A page table is a data structure used for translating virtual page numbers (VPNs) to physical page numbers (PPNs) in main memory:
Page Table: VPN -> PPN
The Memory Management Unit (MMU) is a dedicated hardware component integrated into the CPU, playing a pivotal role in virtual memory management. It helps in translating virtual address from CPU to physical address. The translation makes use of page table along with support from translation look-aside buffer (TLB) to speed up.
Memory Mapped I/O
Not to be confused with mmap.
Port-Mapped I/O was a common method for CPU communication with peripheral devices in earlier computing systems. This technique involved the CPU using specialized instructions to interact with dedicated I/O ports of the devices. For instance, reading data from a device might involve the following x86 assembly instructions:
mov %dx, 0x3F8
in %al, %dx
The instructions above loads I/O port address into %dx and then reads a byte from the port in %dx into %al register. Similarly, writing data to a device could be accomplished with instructions like:
mov %dx, 0x3FC
mov %al, 0x01
out %dx, %al
Port-Mapped I/O is less efficient. For example, transferring data from memory to a disk would require the CPU to read data from memory into its registers and then write that data out to the disk's I/O port. The CPU is directly involved in every step of the data transfer. The in and out instructions specifically target the I/O ports of the connected devices.
In contrast, Memory-Mapped I/O (MMIO) simplifies device interaction by mapping the physical registers and memory of peripheral devices into the kernel's virtual address space.
Once this mapping is established, communication with these devices occurs through standard memory read and write operations. For example:
mov %eax, 0x01
mov 0xf0, %eax
Advantages:
- A single address bus serves both memory and all I/O devices, eliminating the need for separate I/O ports and buses.
- Devices can benefit from CPU and bus optimizations designed for memory access.
The kernel's virtual memory space allocated to each memory-mapped devices can be logically divided into input regions (for data coming into the device), output regions (for data going out from the device), and control.
Direct Memory Access (DMA)
Following the widespread adoption of Memory-Mapped I/O, DMA controllers became prevalent. DMA enables peripherals to directly access system RAM without constant CPU intervention. The CPU initiates a DMA transfer by providing the DMA controller with the physical address in RAM, the I/O device's input/output region, and the number of bytes to transfer. The DMA controller then handles the data transfer autonomously. It's important to note that traditional DMA controllers operate using physical addresses and do not inherently understand virtual addresses.

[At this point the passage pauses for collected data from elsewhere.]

PR #8990, opened 2021-03-02
Dpp 267 indexer parallel ingestion poc

nmarton-da:
### Pull Request Checklist

trigger the build.


ledger/participant-integration-api/src/main/resources/db/migration/postgres/V50__Append_only.sql
```diff
@@ -0,0 +1,543 @@
+-- Copyright (c) 2021 Digital Asset (Switzerland) GmbH and/or its affiliates. All rights reserved.
+-- SPDX-License-Identifier: Apache-2.0
+
+/*
+------------------------------------------------------------------- OLD
+
+CREATE TABLE public.configuration_entries (
```
oliverse-da, line 7: Note that we can't assume that the tables are in the public schema . cc @sormeter

oliverse-da: But I guess you know that since the `public.` prefix only seems to appear in comments (from pg_dump?)

nmarton-da: Precisely ;) The comments are only there for convenience (since it is Flyway, we don't have diff on full schema), mostly for the work already done, and a little for clarity on what changed exactly.

Also please note: this is PoC code, this "migration" will just renders previous data corrupt, so for prod rollout a sound strategy must be chosen, and implemented properly.

ledger/participant-integration-api/src/main/scala/platform/indexer/poc/BatchingParallelIngestionPipe.scala
```diff
@@ -0,0 +1,156 @@
...
+      runStageUntil: Int,
+  ) // 1 - nothing   2 - input mapping   3 - seq mapping   4 - db ingestion   5 - tailing   6 - persist params
+  (source: Source[IN, NotUsed]): Source[Unit, NotUsed] = {
+    assert(runStageUntil >= 1 && runStageUntil <= 6)
+    val stage1 = source
+    val stage2 = stage1
+      .groupedWithin(
+        submissionBatchSize.toInt,
+        FiniteDuration(batchWithinMillis, "millis"),
+      ) // TODO .batch adds no latency to the pipe, but batch and mapAsync combination leads to dirac impulses in the forming batch sizes, which leads practically single threaded ingestion throughput at this stage.
```
tudor-da, line 37: `..leads to dirac impulses.. ` It's been a while since I read this. Fancy analogy though

ledger/participant-integration-api/src/main/scala/platform/indexer/poc/BatchingParallelIngestionPipe.scala
```diff
@@ -0,0 +1,156 @@
...
+//      .drop(1) // remove the zero element from the beginning of the stream
+//      // Stage 4: Inserting data into the database. Almost no CPU load here, threads are executing SQL commands over JDBC, and waiting for the result. This defines the parallelism on the SQL database side, same amount of PostgreSQL Backend processes will do the ingestion work.
+//      .async
+//      .mapAsync(ingestingParallelism)(ingester)
+//      // Stage 5: Preparing data sequentially for throttled mutations in database (tracking the ledger-end, corresponding sequential event ids and latest-at-the-time configurations)
+//      .conflate(tailer)
+//      .throttle(tailingRateLimitPerSecond, FiniteDuration(1, "seconds"))
+//      // Stage 6: Updating ledger-end and related data in database (this stage completion demarcates the consistent point-in-time)
+//      .mapAsync(1)(ingestTail)
+//      .map(_ => ()) // TODO what should this out? linking to in-mem fan-out?
```
meiersi-da, line 77: Yes, I'd expect that we do that link-up and the link-up to the mutable state cache provided they run in the same process.

FYI: @tudor-da -- I believe we'll want to have these link-ups given the findings you've had wrt deserialization cost from the DB. They should though be optional, at least in architecture, so we can support the split-indexer architeture.

meiersi-da (commented):
@nmarton-da : I've done a second high-level pass, building on the knowledge that you shared in the online-session with me a week ago.

From my perspective, this code is a great blueprint for planning the production roll-out. Thanks for the good work!

ledger/participant-integration-api/src/main/scala/platform/indexer/poc/BatchingParallelIngestionPipe.scala
nmarton-da: This point is particularly useful for tapping on the move of the ledger end.
It would require some work to have here the reconstructed batches of updates as well, but entirely doable.
Would be nice to collect potential consumers of a ledger-end stream, and come up with a union requirement, put a interface on top of it, and expose that as well as we instantiate the indexer, so this broadcast stream can be injected to other, non-dependent consumers.

ledger/participant-integration-api/src/main/scala/platform/indexer/poc/UpdateToDBDTOV1.scala
```diff
@@ -0,0 +1,296 @@
...
+object UpdateToDBDTOV1 {
+
+  def apply(
+      participantId: ParticipantId,
+      translation: LfValueTranslation,
+      compressionStrategy: CompressionStrategy,
+  ): Offset => Update => Iterator[DBDTOV1] = { offset =>
+    {
+      case u: Update.CommandRejected =>
+        // TODO we might want to tune up deduplications so it is also a temporal query @simon@?
```
rautenrieth-da, line 25: As far as I remember, deduplication was noticeable in the metrics (hence the effort to get rid of participant-side command deduplication), so any speedup will be nice.

Just note that the deduplication query (`com.daml.ledger.participant.state.index.v2.IndexSubmissionService.deduplicateCommand()`) needs to be atomic - if it returns that a command is new, it needs to write the deduplication key to the DB and no other concurrent call can return that the command is new. Think about what SQL transaction isolation level we use, and whether the new queries are still atomic.

nmarton-da: A general note first: I think deduplication is a different thing than indexing, and therefore I would applaud any future or current efforts to separate that entirely out from this db schema/code etc.

Since efforts already made to make this happen by @andreaslochbihler-da, I am not sure how much effort we should put in here to harden the implementation.

With all that said I do not understand what that means that the `deduplaceCommand()` needs to be atomic: Isn't it that this is not part of indexing, but the submission processing on participant write side? -- that behavior is not changed.

At indexing we delete these deduplication entries only, races there apply the same fashion how it was before I would say. But to be sure let's discuss this offline as well! 

cc
@meiersi-da

rautenrieth-da: I had another look at the command deduplication in this PR. It executes the same SQL query as the current production code when deleting deduplication keys for failed transactions, and it does not change deduplication queries for the write path. So there is no issue there.

As discussed offline, I agree that deduplication is independent from the index database and should be factored out of LedgerDao. We just have to remember that deduplication is expected to work in horizontally scaled participants (i.e., where multiple Ledger API servers access the same index database fed by a single indexer) and across ledger API server crash recoveries. Implementing deduplication in LedgerDao was done only for convenience (access to a persistent shared data store with atomic operations).

PR #8993, opened 2021-03-03
Properly async pipeline stages in JdbcIndexer

gerolf-da:
`mapAsync` does not introduce asynchronous boundaries, to the pipeline stages aren't truly separate. The asynchronous boundaries are now introduced via `.async`.

### Pull Request Checklist

trigger the build.

### DIFF
--- a/ledger/participant-integration-api/src/main/scala/platform/indexer/ExecuteUpdate.scala
+++ b/ledger/participant-integration-api/src/main/scala/platform/indexer/ExecuteUpdate.scala
@@ -6,7 +6,6 @@ package com.daml.platform.indexer
 import java.time.{Duration, Instant}
 
 import akka.NotUsed
-import akka.stream.OverflowStrategy
 import akka.stream.scaladsl.Flow
 import com.codahale.metrics.Timer
 import com.daml.daml_lf_dev.DamlLf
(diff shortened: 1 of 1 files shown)


ledger/participant-integration-api/src/main/scala/platform/indexer/ExecuteUpdate.scala
```diff
@@ -429,11 +428,14 @@ class PipelinedExecuteUpdate(
   private[indexer] val flow: ExecuteUpdateFlow =
     Flow[OffsetUpdate]
       .mapAsync(updatePreparationParallelism)(prepareUpdate)
-      .buffer(16, OverflowStrategy.backpressure)
+      .async
       .map(PipelinedUpdateWithTimer(_, metrics.daml.index.db.storeTransaction.time()))
       .mapAsync(1)(insertTransactionState)
+      .async
```
tudor-da, line 434: Do you know what's the improvement of adding these async barriers? I considered adding them a while ago, but decided against since I didn't believe they could bring anything when we have a buffer before the insertion stages.

tudor-da (approved):

ledger/participant-integration-api/src/main/scala/platform/indexer/ExecuteUpdate.scala
gerolf-da: Without the async barriers, the three mapAsync stages are being fused together, causing some additional overhead that is not reflected in the individual metrics.

PR #8995, opened 2021-03-03
Use single party submit/submitTree where appropriate

aherrmann-da:
Part of #8774 

If the list of submitters is a singleton set we can use `submit`/`submitTree` instead of `submitMulti`/`submitTreeMulti`.
This extends the test cases to cover multi-party submissions.

### Pull Request Checklist

trigger the build.


daml-script/dump/src/main/scala/com/daml/script/dump/Encode.scala
```diff
@@ -335,6 +333,15 @@ private[dump] object Encode {
 
   private def encodeSelector(selector: Selector): Doc = Doc.str(selector.i)
 
+  private def submit(partyMap: Map[Party, String], submitters: Set[Party], isTree: Boolean): Doc = {
```
aherrmann-da, line 336: I'm not too happy with this `isTree` parameter. However, for now it seems like an improvement over the previous state.

cocreature (approved):
Thanks!

PR #10187, opened 2021-07-06
reduce noise in Scala bindings

garyverhaegen-da:
It's unlikely most clients will want all the details of the stack trace.

CHANGELOG_BEGIN
CHANGELOG_END

### DIFF
--- a/ledger/ledger-api-client/src/main/scala/com/digitalasset/ledger/client/services/commands/CommandTrackerFlow.scala
+++ b/ledger/ledger-api-client/src/main/scala/com/digitalasset/ledger/client/services/commands/CommandTrackerFlow.scala
@@ -74,9 +74,9 @@ object CommandTrackerFlow {
                 1,
                 { case e =>
                   logger.warn(
-                    s"Completion Stream failed with an error. Trying to recover in ${backOffDuration} ..",
-                    e,
+                    s"Completion Stream failed with an error. Trying to recover in ${backOffDuration} .."
                   )
+                  logger.debug(e)
                   delayedEmptySource(backOffDuration)
                 },
               )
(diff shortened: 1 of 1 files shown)


ledger/ledger-api-client/src/main/scala/com/digitalasset/ledger/client/services/commands/CommandTrackerFlow.scala
```diff
@@ -74,9 +74,9 @@ object CommandTrackerFlow {
                 1,
                 { case e =>
                   logger.warn(
-                    s"Completion Stream failed with an error. Trying to recover in ${backOffDuration} ..",
-                    e,
+                    s"Completion Stream failed with an error. Trying to recover in ${backOffDuration} .."
                   )
+                  logger.debug(e)
```
cocreature, line 79: is it worth adding some text to make it clear that this belongs to the log statement above or is the logger + potential trace contexts enough?

cocreature (approved):
Thanks!

ledger/ledger-api-client/src/main/scala/com/digitalasset/ledger/client/services/commands/CommandTrackerFlow.scala
garyverhaegen-da: I'd be enclined to say that logger context + stack trace + the fact that this will appear right after the WARN + the message in the exception itself should be enough, but I'm not going to be the one reading these logs, so I'm open to suggestions. A simple solution could be to just repeat the WARN message in the DEBUG logs:

```suggestion
                  logger.debug(
                    s"Completion Stream failed with an error. Trying to recover in ${backOffDuration} ..",
                    e,
                  )
```

cocreature: your choice, “right after” can be a bit of a tricky concept once you add concurrency but probably clear enough.

PR #10193, opened 2021-07-06
feed elasticsearch cluster

garyverhaegen-da:
This PR adds a machine that will, every 5 minutes, look at the GCS
bucket that stores Bazel metrics and push whatever it finds to
ElasticSearch.

A huge part of this commit is based on @aherrmann-da's work. You can
assume that all the good bits are his.

CHANGELOG_BEGIN
CHANGELOG_END

### DIFF
--- a/infra/es_cluster.tf
+++ b/infra/es_cluster.tf
@@ -78,16 +78,17 @@ resource "google_compute_firewall" "es-internal" {
   }
 }
 
-
-resource "google_service_account" "es" {
-  account_id   = "elastic"
-  display_name = "elastic"
+resource "google_service_account" "es-discovery" {
+  # account_id allows - but not _
+  account_id   = "es-discovery"
+  display_name = "es-discovery"
 }
 
-resource "google_project_iam_custom_role" "es" {
-  role_id     = "elastic"
-  title       = "elastic"
-  description = "elastic"
+resource "google_project_iam_custom_role" "es-discovery" {
+  # role_id allows _ but not -
+  role_id     = "es_discovery"
+  title       = "es-discovery"
+  description = "es-discovery"
   permissions = [
     # Cloud logging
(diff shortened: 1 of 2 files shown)


garyverhaegen-da:
Because there is no great way to develop & test this kind of work without actually deploying all of it, it's all already deployed and currently running. We have about 3k jobs to ingest and it takes a few seconds per job, so hopefully by tomorrow morning we should have most of the data loaded. 🤞

infra/es_cluster.tf
```diff
@@ -208,10 +209,10 @@ resource "google_compute_instance" "es-init" {
   }
 
   service_account {
-    email = google_service_account.es.email
+    email = google_service_account.es-discovery.email
     scopes = [
       # Required for cloud logging
-      "cloud-platform",
+      "logging-write",
```
cocreature, line 215: is that less or more permissions or just different and the old one didn’t work?

cocreature (approved):
looks sensible, I admit I can’t claim to fully grasp the details and some of this seems like a "if it works it works type of thing” but don’t see anything off. Thank you!

infra/es_cluster.tf
garyverhaegen-da: It's less, but it's also unchanged. GCP has this great notion of having two different permission systems for instances: at one level, you specify "scopes", which is what we're doing here. This is the "old", deprecated-but-you-still-have-to-use-it way. The official recommendation (from GCP) here is to set it to "cloud-platform", which means "access to everything".

The "current" way of specifying permissions is via the service account associated with the instance.

In order for an action to succeed it needs to be permitted by both the scopes and the service account (which makes debugging permission issues a bit painful at times). So this is restricting the scope, but we were already (and still are) fully restricted to the absolute minimum set of rights by the service account, which is why "less, but actually the same".

PR #10200, opened 2021-07-07
ci/windows: disable spool

garyverhaegen-da:
We're not expecting to print anything, and @RPS5' security newsletter
says this is a vector of attack.

CHANGELOG_BEGIN
CHANGELOG_END

### DIFF
--- a/infra/vsts_agent_windows.tf
+++ b/infra/vsts_agent_windows.tf
@@ -13,7 +13,19 @@ locals {
       suffix     = "",
       size       = 6,
       assignment = "default",
+      extra      = "",
     },
+    {
+      suffix     = "-no-spool",
+      size       = 1,
+      assignment = "default",
+      extra      = <<EOF
+
+# Disable Print Sppoler service (security)
+Stop-Service -Name Spooler -Force
+Set-Service -Name Spooler -StartupType Disabled
+EOF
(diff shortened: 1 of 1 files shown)


infra/vsts_agent_windows.tf
```diff
@@ -83,7 +95,7 @@ Set-StrictMode -Version latest
 $ErrorActionPreference = 'Stop'
 
 # Disable Windows Defender to speed up disk access
-Set-MpPreference -DisableRealtimeMonitoring $true
+Set-MpPreference -DisableRealtimeMonitoring $true${local.w[count.index].extra}
```
cocreature, line 98: what does this change do?

garyverhaegen-da: This inserts lines 23-26 for the "no-spool" cohort, while doing no change at all to the default machines, so they don't get killed prematurely.

Arguably I could have put that on the blank line below.

The "mergeable" version of this PR will get back to just the default group, and this change inlined.

cocreature: Oh I see, I missed the fact that it has a newline at the beginning so it won’t actually affect this command.

cocreature (approved):
Thanks!

PR #10201, opened 2021-07-07
Warn on DA.Exception import

cocreature:
We had a few confused users that imported that module and got weird
errors. The warning should hopefully make things a bit clearer. We
could do this for other modules as well but I’ll leave that for
separate PRs.

changelog_begin

- [Daml Compiler] Importing DA.Exception on LF < 1.14 now produces a
warning that exceptions require Daml-LF >= 1.14.

changelog_end

### Pull Request Checklist

trigger the build.

### DIFF
--- a/compiler/damlc/daml-stdlib-src/DA/Exception.daml
+++ b/compiler/damlc/daml-stdlib-src/DA/Exception.daml
@@ -6,7 +6,9 @@
 #ifndef DAML_EXCEPTIONS
 
 -- | HIDE
-module DA.Exception where
+module DA.Exception
+  {-# WARNING "Your target Daml-LF version is too old for exceptions. You need Daml-LF 1.14 or newer" #-}
+  where
 
 #else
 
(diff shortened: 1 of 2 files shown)


sofiafaro-da (approved):
Good idea, thanks. Maybe it would be a good idea to a test in daml-test-files  (using @UNTIL-LF).

cocreature:
> Good idea, thanks. Maybe it would be a good idea to add a test in daml-test-files (using @UNTIL-LF).

done, slightly annoyed that UNTIL-LF is not exclusive. Something like UNTIL-LF-FEAUTURE exceptions (doesn’t exist yet but it shouldn’t be exclusive if the non-feature version is inclusive) would be nicer.

sofiafaro-da:
> > Good idea, thanks. Maybe it would be a good idea to add a test in daml-test-files (using @UNTIL-LF).
> 
> done, slightly annoyed that UNTIL-LF is not exclusive. Something like UNTIL-LF-FEAUTURE exceptions (doesn’t exist yet but it shouldn’t be exclusive if the non-feature version is inclusive) would be nicer.

I agree!

PR #10204, opened 2021-07-07
Release DAML SDK 1.14.1

tudor-da:
CHANGELOG_BEGIN
CHANGELOG_END

### Pull Request Checklist

trigger the build.


cocreature (approved):
lgtm assuming vmbc tests passed which I’m sure you tested, thanks!

tudor-da:
> lgtm assuming vmbc tests passed which I’m sure you tested, thanks!

Not yet, but holding off until everything is fine there

tudor-da:
@moritzkiefer-da Updated this PR's `LATEST` file with the SHA for 1.14.1 to the latest commit published in `release/1.14.x` (after merging https://github.com/digital-asset/daml/pull/10212)

cocreature:
looks sensible, it’s slightly fishy to not release a separate snapshot first but given that the commit didn’t change anything in the code only build scripts, I’m fine with this but I would suggest to get @gerolf-da’s approval as well.

gerolf-da:
I'm inclined to rather use the exact same commit for the 1.14.1 RC-snapshot and the final 1.14.1 release. There's really no gain to be had from including this commit in the 1.14.1 release itself.
If I understand #10212 correctly, it's for branch hygiene only. Let's stick to good practices for releases.

LATEST
```diff
@@ -1,5 +1,5 @@
 62aabcc478d0357448c42d10b3c75d1ef8b13c10 1.15.0-snapshot.20210705.7286.0.62aabcc4
-8ec16e94fff58c55858c8c97378b62cab80e1180 1.14.1-snapshot.20210706.7133.0.8ec16e94
+a673f58850d9bd3b6ee32a8e7ac8f41f91ae21f7 1.14.1
```
gerolf-da, line 2:
```suggestion
8ec16e94fff58c55858c8c97378b62cab80e1180 1.14.1
```

cocreature:
> If I understand #10212 correctly, it's for branch hygiene only. Let's stick to good practices for releases.

It’s not, the build fails without this because we run the CI config from `main` with `build.sh` from the release branch which does not produce the log directory. The other alternative is to modify the CI config from `main` to skip the upload on releases or something like that.

tudor-da:
> > If I understand #10212 correctly, it's for branch hygiene only. Let's stick to good practices for releases.
> 
> It’s not, the build fails without this because we run the CI config from `main` with `build.sh` from the release branch which does not produce the log directory. The other alternative is to modify the CI config from `main` to skip the upload on releases or something like that.

I can redo both releases to stand by the clean practice. Fine by you, @gerolf-da ?

LATEST
gerolf-da: Withdrawing this suggestion, as without the commit we cannot build anymore.

gerolf-da:
Sorry, I missed it. In this case the new snapshot also wouldn't bring much value. Let's go for 1.14.1 on the latest commit on the branch then.

PR #10207, opened 2021-07-07
es-feed: ignore invalid files

garyverhaegen-da:
We currently have about 1% (28 out of 2756) of our build logs that have invalid JSON files. They are all about a `-profile` file being incomplete, and since those files represent a single JSON object we can't do smarter things like filtering invalid individual lines.

I haven't looked deeply into _why_ we create invalid files, but this should let our ingestion process make some progress in the meantime.

CHANGELOG_BEGIN
CHANGELOG_END

### DIFF
--- a/infra/es_cluster.tf
+++ b/infra/es_cluster.tf
@@ -797,24 +797,28 @@ bulk_upload() {
 }
 
 push() {
-  local job
+  local job f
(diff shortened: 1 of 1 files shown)


cocreature (approved):
looks very sensible, thank you!

PR #10211, opened 2021-07-08
Ensure lookupMaximumLedgerTime contention failures are propagated normally [DPP-481]

tudor-da:
This PR fixes a bug that bubbles up a contention-driven exception instead of passing it down via a failed Future. The issue manifests itself as a unhandled failure to the server instead of a handled submission result in `ApiSubmissionService`. 

The fix allows to return a `ContractNotFound` wrapped in a `Future` instead of throwing when a `lookupMaximumLedgerTime` hits a cached archived/not found contract.

CHANGELOG_BEGIN
CHANGELOG_END

### Pull Request Checklist

trigger the build.

### DIFF
--- a/ledger/participant-integration-api/src/main/scala/platform/store/cache/MutableCacheBackedContractStore.scala
+++ b/ledger/participant-integration-api/src/main/scala/platform/store/cache/MutableCacheBackedContractStore.scala
@@ -30,6 +30,7 @@ import com.daml.platform.store.interfaces.LedgerDaoContractsReader.{
 
 import scala.concurrent.duration.{DurationInt, FiniteDuration}
 import scala.concurrent.{ExecutionContext, Future}
+import scala.util.{Failure, Success, Try}
 
 private[platform] class MutableCacheBackedContractStore(
     metrics: Metrics,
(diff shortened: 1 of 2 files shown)


ledger/participant-integration-api/src/main/scala/platform/apiserver/services/ApiSubmissionService.scala
```diff
@@ -200,6 +200,10 @@ private[apiserver] final class ApiSubmissionService private[services] (
       telemetryContext: TelemetryContext,
   ): Future[SubmissionResult] =
     for {
+      // Start the flatMap chain with a successful Future in order to ensure
```
cocreature, line 203: any reason not to fix the command executor instead? imho functions that return futures should never throw synchronously. Otherwise you get a confusing mess which is just asking for bugs.

tudor-da: The command executor is assumed fixed with this PR. But consider additional bugs that make the executor violate the contract and making it throw. What happens in that scenario is that this method will violate the contract as well which translates in bypassing the `stopDeduplicatingCommand` step.

tudor-da: > imho functions that return futures should never throw synchronously. Otherwise you get a confusing mess which is just asking for bugs.

True, but this contract is not enforced at typelevel but rather just by trust. As mentioned above, such a bug can leave the ledger in a bad state: it will not accept a re-submission, even though the current one did not go through.

cocreature: fair enough I guess my question is where you draw the line. If you never make that assumption you have to insert the dummy future everywhere which is not what we do atm afaict. Adding it in one place while keeping the assumption in other places seems inconsistent.

tudor-da: That future there is not best practice, but it does one thing in this particular case: it prevents a bug for causing more harm. I am happy to restructure this code a bit more to handle more clearly failures with always executing `stopDeduplicatingCommand`. Or you would rather not do that as well and just leave it like this?

cocreature: I’ll leave it up to you. I think what I was getting at is that we shouldn’t add inconsistent safe guards for bugs somewhere but instead fix the underlying bugs. But totally fine if you don't want to do this in this PR or not at all for now.

tudor-da: Ok, as this might be slightly controversial change, I'll drop it. I believe this part will be revisited anyhow as part of the command deduplication rearch

mziolekda (approved):
Nice catch! LGTM

PR #10219, opened 2021-07-08
tweak ES cluster

garyverhaegen-da:
This PR contains many small changes:

- A small refactoring whereby the "es-init" machine is now
  (syntactically) integrated with the two instance groups, to cut down a
  bit on repetition.
- The feeder machine is now preemptible, because I've seen it recover
  enough times that I'm confident this will not cause any issue.
- Indices are now sharded.
- Return values from ES are filtered, cutting down a bit on network
  usage and memory requirements to produce the responses.
- Bulk uploads for a single job are now done in parallel. This results
  in about a 2x speedup for ingestion.
- crontab was changed to very minute instead of every 5 minutes.

CHANGELOG_BEGIN
CHANGELOG_END

### DIFF
--- a/infra/es_cluster.tf
+++ b/infra/es_cluster.tf
@@ -6,17 +6,27 @@ resource "google_compute_network" "es" {
 }
 
 locals {
+  es_ssh  = 0
+  es_feed = 1
   es_clusters = [
     {
       suffix         = "-blue",
       ubuntu_version = "2004",
-      size           = 5,
+      size           = 10,
+      init           = "[]",
     },
     {
       suffix         = "-green",
       ubuntu_version = "2004",
       size           = 0,
-    }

Some older DMA controllers had limitations, such as only being able to address the first 4 GB of physical memory due to 32-bit addressing. In such cases, the CPU might need to re-copy data between this lower physical memory region and the actual memory locations used by user applications.
To overcome this limitation and enhance flexibility, Input/Output Memory Management Units (IOMMUs) was integrated. An IOMMU functions similarly to the CPU's MMU but performs address translation for I/O devices, allowing DMA controllers to work with virtual addresses.
Device Drivers
Device drivers are essentially software modules containing instructions that enable the operating system kernel to interact with specific I/O devices.
In the era of Port-Mapped I/O, device drivers often contained extensive low-level code to manage the intricacies of communicating through dedicated I/O ports. However, with the advent of Memory-Mapped I/O and DMA, device drivers have become significantly simpler. Their primary tasks involve:
- Reading control and status bits from device registers (via MMIO).
- Instructing the DMA controller to initiate data transfers between specified physical RAM addresses and the I/O device's input/output regions (address and number of bytes).
Device drivers are responsible for translating the virtual addresses used by applications into the physical addresses required by DMA controllers.
Note that in systems without a DMA controller, device drivers will directly perform data transfers to and from memory-mapped I/O regions using standard memory access instructions.
Also note that, user-space applications are generally restricted from directly accessing I/O devices. Instead, they interact with devices by reading and writing to buffers within the kernel's address space. The kernel then initiates the actual I/O operations to the device based on these buffer accesses.
Memory Management in ESX Server
Recap: Memory Virtualization
Hidden Page Fault
1. Memory Overcommitment and Reclamation Strategies
Ballooning
Random Demand Paging
Evaluation
2. Content-Based Page Sharing
- hash: The hash of the page content.
- MPN: The machine page number.
- VM: The VM it belongs to.
- PPN: The physical page number known to the VM.
Evaluation
Considerations
3. Proportional Memory Distribution
The Problem of Memory Distribution
Calculating Share-Per-Page (ρ)
- If τ = 0, then k = 1. In this scenario, idle pages and used pages have the same price in shares.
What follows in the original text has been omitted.